Check out the following 6 simple and effective tips for teaching Autistic persons:

1) Research and learn about autism as a disorder and adapt the various teaching techniques with which persons have had considerable success when dealing with autistic individuals to know which will work best for your situation. A bit of experimenting after the initial education session may be required to successfully teach autistic people besides a great deal of patience and dedication to the cause. Understanding routine and scheduling of regular tasks for an autistic person is very important for their teacher to achieve new ground with the learning process; an organized work environment that is conducive to the kind of learning to be imparted is essential too besides having a calm, capable attitude.

2) When teaching a person diagnosed with autism, it is very important to understand how to combine several sensory methods into an effective auditory and visual balance in the learning process as concentrating on making lesson plans around these 2 prominent senses has proved to be beneficial for teachers.

3) Try and zero in on talents and skills of the autistic student and work out a lesson plan that is build around these factors in order to bring out a customized learning program and ensure their participation and success.

4) It is important to know the traits of the autistic individual and personal eccentricities of your student in order to understand and deal with their best learning process; e.g. a certain fixation with an object such as a bird or things that fly can fascinate an autistic person and accommodating these items into the learning process will help further it, successfully.

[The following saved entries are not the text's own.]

PR #3467, opened 2024-10-28
Add metadata for videoroom publishers

spscream:
I we want to introduce ability to set metadata for publishers on join. 
I added metadata field with json_t and save info to it on join and send it in "joined"/"published" events.

We use it on our branch now to build custom business logic for videoroom, for example we set in metadata now:
- server_id from which user has connected(we build remote publishers logic for our backends around this field)
- users ip/network, we use it to build acl for publishers, we have "contours" feature for our publishers, screen sharing of user can be viewed only from users from the same network/contour/group/role as publisher


lminiero:
It does make sense, yes, but as it is it looks like it's an immutable object. I'd add an option to modify the metadata object in a configure request (and notify the change to other attendees), just as you can edit the display name dynamically.

src/plugins/janus_videoroom.c
```diff
@@ -4424,6 +4447,8 @@ static void janus_videoroom_leave_or_unpublish(janus_videoroom_publisher *partic
 		json_object_set_new(info, "id", string_ids ? json_string(participant->user_id_str) : json_integer(participant->user_id));
 		if(participant->display)
 			json_object_set_new(info, "display", json_string(participant->display));
+		if(participant->metadata)
+			json_object_set_new(info, "metadata", json_deep_copy(participant->metadata));
```
amnonbb, line 4451: I think here we need to notify metadata janus api as well

spscream: sorry, I don't get it. Please explain what you mean?

spscream: ah, I see. thanks. Added

lminiero:
Thanks for the changes, looks good to me! Once you fix the conflicts, I think this is ready to be merged.

spscream:
@lminiero rebased

lminiero:
Thanks! The only thing I'm wondering about, now, is that if you use a configure to update both `display` and `metadata` (and maybe something else) you get different notifications for eadh of them, instead of a single event that notifies a change on everything. But that's something I can look into later on, especially considering it may have been an issue before already (e.g., with `display` and other properties).

lminiero:
Merging :+1:

PR #3469, opened 2024-10-29
Fix deadlock on janus_videoroom_rtp_forwarder_rtcp_receive

spscream:
another one possible deadlock found


src/plugins/janus_videoroom.c
```diff
@@ -13270,6 +13270,7 @@ static void janus_videoroom_rtp_forwarder_rtcp_receive(janus_rtp_forwarder *rf,
 				janus_mutex_lock(&p->streams_mutex);
 				janus_mutex_lock(&p->rtp_forwarders_mutex);
 				if(g_hash_table_size(p->rtp_forwarders) == 0) {
+					janus_mutex_unlock(&p->streams_mutex);
```
lminiero, line 13273: This should be moved down one line, because `streams_mutex` was obtained before `rtp_forwarders_mutex` and so the release order should be reversed.

spscream: sure, updated

lminiero:
Merging :+1:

5) Learn and adapt your teaching process in accordance with the autistic student’s learning limitations i.e. give them alternative ways to learn. For an autistic person with difficulty in holding a pencil or pen to write with, suggest the option of using a typewriter or computer to develop motor skills slowly and upgrade to the regular writing instruments gradually. Those with reading issues can benefit from tuning in to CDs or tapes or have someone read-aloud to them to make it interesting and reduce the strain on the autistic student.

6) Lastly, combining a variety of tasks that the autistic child finds pleasurable or interesting along with regular lessons can benefit the child in holding him or her engrossed long enough to facilitate learning, such as water-play combined with lesson plan that works for some individuals diagnosed with autism

Try today – and be a better teacher for autistic individuals!